– Их волосы рыжие, – сказал Ежи тихо.
– Простите, что вы сказали? – не расслышал старик Цамер.
– Нет, нет, ничего, – Ежи поставил рамку на стол. – Уйдемте отсюда.
Он резко повернулся, фотография выскользнула из рамки, пролетела по комнате и упала к ногам старика.
– И что же, не осмотрите другие комнаты: детскую, кухню, ванную? – произнес Цамер, поднимая фотографию и внимательно рассматривая черно-белые лица сестер.
А Ежи смотрел за ширму, туда, где, поблескивая черным шелком волнистого покрывала, стояла широкая кровать, пустая и холодная, словно глубокая яма, на дне которой протухает лужа дождевой воды.
– Нет, уйдемте, прошу вас, мне здесь не нравится.
Полной грудью Ежи вдыхал сырость подъезда – умиротворяющий запах влажных стен успокаивал, спазм в желудке медленно отпускал.
– Вам лучше, господин Ежи? – спросил Цамер.
– Да, да, спасибо, – отозвался Ежи и провел ладонью по липкому лбу. – Идемте дальше.
И они поднимались дальше – медленно, по стоптанным ступеням, чуть касаясь скрипучих перил. Ежи шел позади. Старику Цамеру тяжело давался каждый шаг, он двигался неспешно, но размеренно, каждое слово отдельно и тяжко падало с его губ.

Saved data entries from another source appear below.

Issue #243, opened 2016-02-19
Make sure email is not exposed from API unless publicly available


joshsmith:
This issue includes two things:
- Allowing a user an option to publicly expose their email address
- Ensuring email is not provided by the API unless they either A) have the access rights, or B) it is publicly exposed

joshsmith:
I'm going to simplify this and say the email display to the public should not be a configurable option right now. Let's just keep it private by default and only expose to an authenticated user.

PR #251, opened 2016-02-25
Fix authenticated user serializer

joshsmith:
This adds `has_many` relationships missing from the authenticated user.


begedin:
Changes look good, but looking at this right now, is there much of a point to keep `user_serializer` and  `authenticated_user_serializer`, especially considering how Ember behaves.

The differences are that `user_serializer` has `facebook_id` and `facebook_access_token`, while `authenticated_user_serializer` does not.

joshsmith:
I think it's a good idea to keep it separate, because we don't want some of those things exposed in the general case. The gap may widen as time goes on, too.

begedin:
I understand and generally, I think this is good to go :+1: 

However, It feels sort of weird that the `user_serializer` actually provides more information than the `authenticated_user_serializer`.

joshsmith:
Ah, good catch! I think those are supposed to reversed, actually.

joshsmith:
No, these can't be reversed. I think I've changed my mind and we should just remove this extra serializer altogether.

joshsmith:
If we're going to hide certain attributes, like I want to do in #243, then we should be doing that all in the same serializer. These things might get pretty granular, so we may as well have a single point of failure for it.

begedin:
:+1:  Looks good to me. I'm thinking, if we need to diverge, we re-add the separation.

Overall, I think responses should mostly only differentiate in includes, not fields or relationships, unless there's a specific need for some sort of optimization

joshsmith:
Right, like there is a need for that optimization in `PostUserMentionsSerializer`, which does not need the entire `Post` serialized with all its includes.

PR #252, opened 2016-02-25
Add status field to user mentions. Change behavior so only old mentions of the same status are destroyed on regeneration

begedin:
This is done and the specs cover the behavior, but I would like to check for some refactoring potential before merging tomorrow. Here's what we have:
- `GET /comment_user_mentions` endpoint
- `GET /post_user_mentions` endpoint
- both endpoint accept a `comment/post_id` and a `status` parameter
- neither of the endpoints requires logging in
- modified behavior of scenarios for generating user mentions
  - if we're publishing a post, mentions are generated from `body` and old mentions with status `published` are being destroyed.
  - if we're previewing a post, mentions are generated from `body_preview` and old mentions with status `preview` are being destroyed
- the `update` method has been modified further. It now calls the generation of mentions explicitly, instead of this being left to `after_save`. The reason for that is, we have to pass in a boolean to indicate if we're doing it for a publish or a preview. **This is the main thing I would like to rewrite in a nicer way**.

### DIFF
--- a/app/controllers/comment_user_mentions_controller.rb
+++ b/app/controllers/comment_user_mentions_controller.rb
@@ -1,0 +1,16 @@
+class CommentUserMentionsController < ApplicationController
+  def index
+    authorize CommentUserMention
+    mentions = CommentUserMention.includes(:user, :comment).where(filter_params)
+    render json: mentions
+  end
+
+  private
+
+    def filter_params
+      {
+        comment_id: params[:comment_id],
+        status: params[:status]
+      }
+    end
+end
--- a/app/controllers/post_user_mentions_controller.rb
+++ b/app/controllers/post_user_mentions_controller.rb
@@ -1,0 +1,16 @@
+class PostUserMentionsController < ApplicationController
+  def index
+    authorize PostUserMention
+    mentions = PostUserMention.includes(:user, :post).where(filter_params)
+    render json: mentions
+  end
+
+  private
+
+    def filter_params
+      {
+        post_id: params[:post_id],
+        status: params[:status]
+      }
+    end
+end
--- a/app/controllers/comments_controller.rb
+++ b/app/controllers/comments_controller.rb
@@ -37,7 +37,7 @@ class CommentsController < ApplicationController
 
     authorize comment
 
-    if comment.update publish?
+    if comment.update(publish?)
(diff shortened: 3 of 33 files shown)


joshsmith:
Moving this out of `after_save` seems like a dangerous thing to do, given that we used that lifecycle hook to explicitly ensure that generated user mentions were wrapped in a transaction. If the generation of these mentions failed, we would get a record rollback.

Is there no way to keep this method inside `after_save`?

begedin:
I'm thinking of options for that, but the difficulty is that us us generating a preview or a body isn't tied into any db column. Perhaps an instance variable for the model would work. I'll give it a go.

begedin:
I managed to refactor the update flow by using an instance variable indicating if the post is being saved for publishing, or for preview, to the point where it should be much safer.

Now the flow is

``` Ruby
before_validation :render_markdown_to_body
before_validation :publish_changes # skipped if not publishing
after_save :generate_mentions
```

`publish_changes` sets a new post/comment state and copies the contents of `_preview` fields into the regular fields.

app/controllers/comment_user_mentions_controller.rb
```diff
@@ -0,0 +1,16 @@
+class CommentUserMentionsController < ApplicationController
+  def index
+    authorize CommentUserMention
+    mentions = CommentUserMention.includes(:user, :comment).where(filter_params)
```
joshsmith, line 4: I'm fairly certain the `authorize` should be on the `mentions`, not the model itself.

app/controllers/post_user_mentions_controller.rb
```diff
@@ -0,0 +1,16 @@
+class PostUserMentionsController < ApplicationController
+  def index
+    authorize PostUserMention
+    mentions = PostUserMention.includes(:user, :post).where(filter_params)
```
joshsmith, line 4: Same point about the `authorize` here.

app/controllers/comment_user_mentions_controller.rb
joshsmith, line 4: I could be wrong about this so correct me if I'm wrong.

joshsmith, line 4: I am very wrong here.

PR #255, opened 2016-02-27
Make slugs case insensitive

### LINKED ISSUE #247: Make slugs case-insensitive
Right now there's a distinction between `joshsmith` and `JOSHSMITH`, which means someone could ostensibly claim both URLs.

We need to fix this case sensitivity in a way that ensures `JOSHSMITH` resolves to the same URL.

joshsmith:
Closes #247.

### DIFF
--- a/app/controllers/projects_controller.rb
+++ b/app/controllers/projects_controller.rb
@@ -111,7 +111,9 @@ class ProjectsController < ApplicationController
 
     def find_project_with_slugged_route!
       slugged_route = find_slugged_route!
-      Project.includes(:github_repositories, :organization).find_by!(slug: project_slug, organization: slugged_route.owner)
+      Project.includes(:github_repositories, :organization).
+        where("lower(slug) = ?", project_slug.downcase).
+        find_by!(organization: slugged_route.owner)
     end
 
     def find_projects_with_slugged_route!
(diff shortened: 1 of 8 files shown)


joshsmith:
This could maybe be refactored slightly into a query object, or at least scopes on both `Project` and `SluggedRoute`.

app/controllers/projects_controller.rb
```diff
@@ -111,7 +111,10 @@ def project_show?
 
     def find_project_with_slugged_route!
       slugged_route = find_slugged_route!
-      Project.includes(:github_repositories, :organization).find_by!(slug: project_slug, organization: slugged_route.owner)
+      Project.includes(:github_repositories, :organization).
+        where("lower(slug) = ?", project_slug.downcase).
+        where(organization: slugged_route.owner).
+        first!
```
begedin: Would 

``` ruby
where("lower(slug) = ?", project_slug.downcase).
find_by!(organization: slugged_route.owner)
```

not work here?

joshsmith: I'm not totally sure. I can try it.

joshsmith: It does. Pushing up change.

begedin:
:+1: Looks good to me.

PR #263, opened 2016-03-18
Allow users to join projects

begedin:
This is just a bunch of pending specs right now. I wasn't able to do anything else in time.

It would be good to get an opinion on this, though, since I'm not even sure this is the behavior we would like.

### DIFF
--- a/app/controllers/organization_memberships_controller.rb
+++ b/app/controllers/organization_memberships_controller.rb
@@ -1,0 +1,40 @@
+class OrganizationMembershipsController < ApplicationController
+  def index
+    render json: organization_memberships,
+           meta: meta_for(organization_membership_count),
+           each_serializer: OrganizationMembershipSerializer
+  end
+
+  def create
+  end
+
+  def update
+  end
+
+  private
+
+    def filter_params
+      filter_params = {}
+      filter_params[:organization] = organization
+      filter_params[:role] = params[:role] if params[:role]
+      filter_params
+    end
+
+    def organization_memberships
+      pp params
+      OrganizationMembership
+        .includes(:member)
+        .includes(:organization)
+        .where(filter_params)
+        .page(page_number)
+        .per(page_size)
+    end
+
+    def organization_membership_count
+      OrganizationMembership.where(filter_params).count
+    end
+
+    def organization
+      Organization.find(params[:organization_id])
+    end
+end
--- a/app/controllers/organization_memberships_controller.rb
+++ b/app/controllers/organization_memberships_controller.rb
@@ -52,12 +52,12 @@ class OrganizationMembershipsController < ApplicationController
     end
 
     def organization_memberships
-      OrganizationMembership
-        .includes(:member)
-        .includes(:organization)
-        .where(filter_params)
-        .page(page_number)
-        .per(page_size)
+      OrganizationMembership.
+        includes(:member).
+        includes(:organization).
+        where(filter_params).
+        page(page_number).
+        per(page_size)
     end
 
     def organization_membership_count
--- a/app/controllers/organization_memberships_controller.rb
+++ b/app/controllers/organization_memberships_controller.rb
@@ -1,17 +1,48 @@
 class OrganizationMembershipsController < ApplicationController
+  before_action :doorkeeper_authorize!, only: [:create, :update, :destroy]
+
   def index
+    authorize organization_memberships
     render json: organization_memberships,
            meta: meta_for(organization_membership_count),
            each_serializer: OrganizationMembershipSerializer
   end
 
   def create
+    organization_membership = OrganizationMembership.new(create_params)
+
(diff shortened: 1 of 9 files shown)


begedin:
This is now implemented. Missing:
- Policy specs - don't want to write them until we agree the current policy is fine
- Serializer specs
- Cleanup hound issues

I would focus on the policy file when reviewing.

joshsmith:
@begedin this is out of date with `development`. Is it ready for review? It looks like so.

begedin:
@JoshSmith This ought to be ready for review, but I'm not certain our policy is good here, so focus on that if you can.

app/controllers/organization_memberships_controller.rb
```diff
@@ -0,0 +1,92 @@
+class OrganizationMembershipsController < ApplicationController
+  before_action :doorkeeper_authorize!, only: [:create, :update, :destroy]
+
+  def index
+    authorize organization_memberships
+    render json: organization_memberships,
+           meta: meta_for(organization_membership_count),
+           each_serializer: OrganizationMembershipSerializer
+  end
```
joshsmith, line 10: Not entirely sure if this is index action is needed. What's the use case?

app/policies/organization_membership_policy.rb
```diff
@@ -0,0 +1,97 @@
...
+      user_is_member? && membership_for_user.owner?
+    end
+
+    def old_role_was_admin?
+      organization_membership.role_was == "admin"
+    end
+
+    def old_role_was_owner?
+      organization_membership.role_was == "owner"
+    end
```
joshsmith, line 90: I think we can just simplify to `role_was_admin?` and `role_was_owner?`

app/policies/organization_membership_policy.rb
```diff
@@ -0,0 +1,97 @@
...
+    true
+  end
+
+  def update?
+    # need to be logged in and member to do anything
+    return unless user_is_logged_in? && user_is_member?
+    # pending and contributors cant do any updates
+    return if user_is_contributor? || user_is_pending?
+    # admins cannot promote to admin or owner
+    return if user_is_admin? && (organization_membership.admin? || organization_membership.owner?)
```
joshsmith: I would think that an admin would be able to promote another admin, otherwise there's little utility to an admin here.

app/policies/organization_membership_policy.rb
```diff
@@ -0,0 +1,97 @@
...
+    # admins cannot demote from admin or owner
+    return if user_is_admin? && (old_role_was_admin? || old_role_was_owner?)
```
joshsmith: I think this means admins should be allowed to demote. Can you think of a counterexample?

app/policies/organization_membership_policy.rb
```diff
@@ -0,0 +1,97 @@
...
+    true
+  end
+
+  def destroy?
+    # need to be logged in and member to do anything
+    return unless user_is_logged_in? && user_is_member?
+    # owners and admins can destroy other roles, lesser users can destroy their own
+    return unless user_is_owner? || user_is_admin? || user_is_updating_own_role?
+    # admins cannot delete other admins
+    return if user_is_admin? && (old_role_was_admin? && !user_is_updating_own_role?)
```
joshsmith: I think admins should be able to remove other admins.

app/controllers/organization_memberships_controller.rb
joshsmith, line 10: Ah, this `index` is hit from `/organizations/:id/memberships`. This would be good to document here and not just leave it as an exercise for the reader to look in `routes.rb`. I think this is an important point.

joshsmith:
Just minor changes requested here. Let me know if you disagree with any of them. Otherwise, good work! 👍

app/policies/organization_membership_policy.rb
begedin: Generally speaking, I'm thinking users on the same credential levels should not be able to take each other's credentials. I think that should be reserved for users with higher credentials (owners, in this case).

I would say the same for promoting, but there, I can see the use if admins promoting others to admins.

I don't really disagree with your approach either, and this is easily changed, so I'm fine with merging.

It's a matter of philosophy, really. I'm imagining a scenario where there's a personal conflict between the admins. With your approach, the owner would be able to resolve issues that could happen. With my approach, there may be less of a chance for issues to happen, but then again, that could be at the cost of some flexibility.

I'll make the updates you requested and if there's ever a problem, we can revisit.

begedin:
@JoshSmith I realised I was completely missing the specs for the policy, so I had to write those. While on that, I noticed a few cases I didn't take into account, so I rewrote the policy a bit. Due to that, I'm thinking another review would be good. Feel free to rely on the specs now to get a better overview of the rules.

joshsmith:
👍

PR #272, opened 2016-05-19
Add Category

### LINKED ISSUE #267: Add Category model and associated models
An `InterestCategory` is something like "Politics" or "Technology." It's not just an interest because it's also a category for projects. This is the best naming convention I could think of it.

We also need `UserInterestCategory` and `ProjectInterestCategory`.models, both of which `belongs_to` each of those.

joshsmith:
Closes #267.
- [x] Add `Category` model and specs
- [x] Add categories API
- [x] Add `ProjectCategory` model and specs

– Теперь большинство квартир пустует. В однокомнатной, под номером третьим, на втором этаже, никого нет. И на третьем этаже – пустая трехкомнатная, номер четыре, а вот в пятом номере, однокомнатной, живет господин Ворник, мой хороший старый друг. Вот здесь… – Цамер указал на темно-бордовую дверь с цифрой «5».
– …Но мы не будем теперь его беспокоить. Вы обязательно познакомитесь с ним, он частенько бывает у меня в гостях. Я давно предлагаю ему переехать ко мне – почему бы двум старикам не обретаться вместе? Но он все отказывается. Идемте дальше.
И они поднимались дальше.
– На четвертом живет чета Вельт, – продолжал господин Цамер, – муж и жена, бездетные, они в трехкомнатной, номер шесть, а однокомнатная, седьмая, пустует… Вы можете представить себе, господин Ежи, как это печально для меня видеть свой дом пустым? Ведь в доме должны жить…
– Это как с книгами, – ответил Ежи.
– Значит, вы меня понимаете, – вздохнул Цамер.
Этаж за этажом проплывали вниз неторопливо. Полумрак и тишина подъезда успокаивали Ежи, безмолвные стены, безмятежные, бестревожные, дарили Ежи мир. Медленно. Тихо. Каждая ступенька была прочувствована, каждая познала тяжесть его сапога, каждый шаг восстанавливал равновесие.
– Может быть, эта квартира вам понравится больше, господин Ежи, – сказал старик Цамер, когда они поднялись на пятый этаж. – Чудесный вид, под самой крышей. Вот он – номер девятый, однокомнатная.
– Номер восемь, – поправил Ежи.
На двери висела золоченая цифра «8». Ежи легонько тронул ее, и цифра крутанулась на маленьком гвоздике, прибитом в самую серединку.
– Восемь… значит, восемь, – старик Цамер вставил ключ, повернул и отошел в сторону, предлагая Ежи самому открыть дверь.
Ежи вошел. Навстречу ему взметнулся поток холодного, сырого воздуха – форточка была открыта, и комната дышала ледяной свежестью реки. Ежи подошел
к окну и прикрыл форточку. За окном мокрыми камнями блестела набережная, уже стемнело, но ряд тусклых фонарей высвечивал живые от бегущей в них воды трещины мостовой.
Ежи взглянул на часы – 19:08, отошел от окна и, остановившись посередине комнаты, посмотрел вверх: потолок был покатый, чердака в доме не было – потолок был крышей. По черепице стучали капли дождя, этот звук понравился Ежи, он представил, как будет засыпать, слушая плавные песни воды. Кровать стояла в углу, слева от окна, и наклонная крыша – словно полог над ней. Ежи присел на мягкий матрас и закрыл глаза, – дождь шептал что-то, Ежи не понимал смысла, но речь его была прекрасна и успокоительна.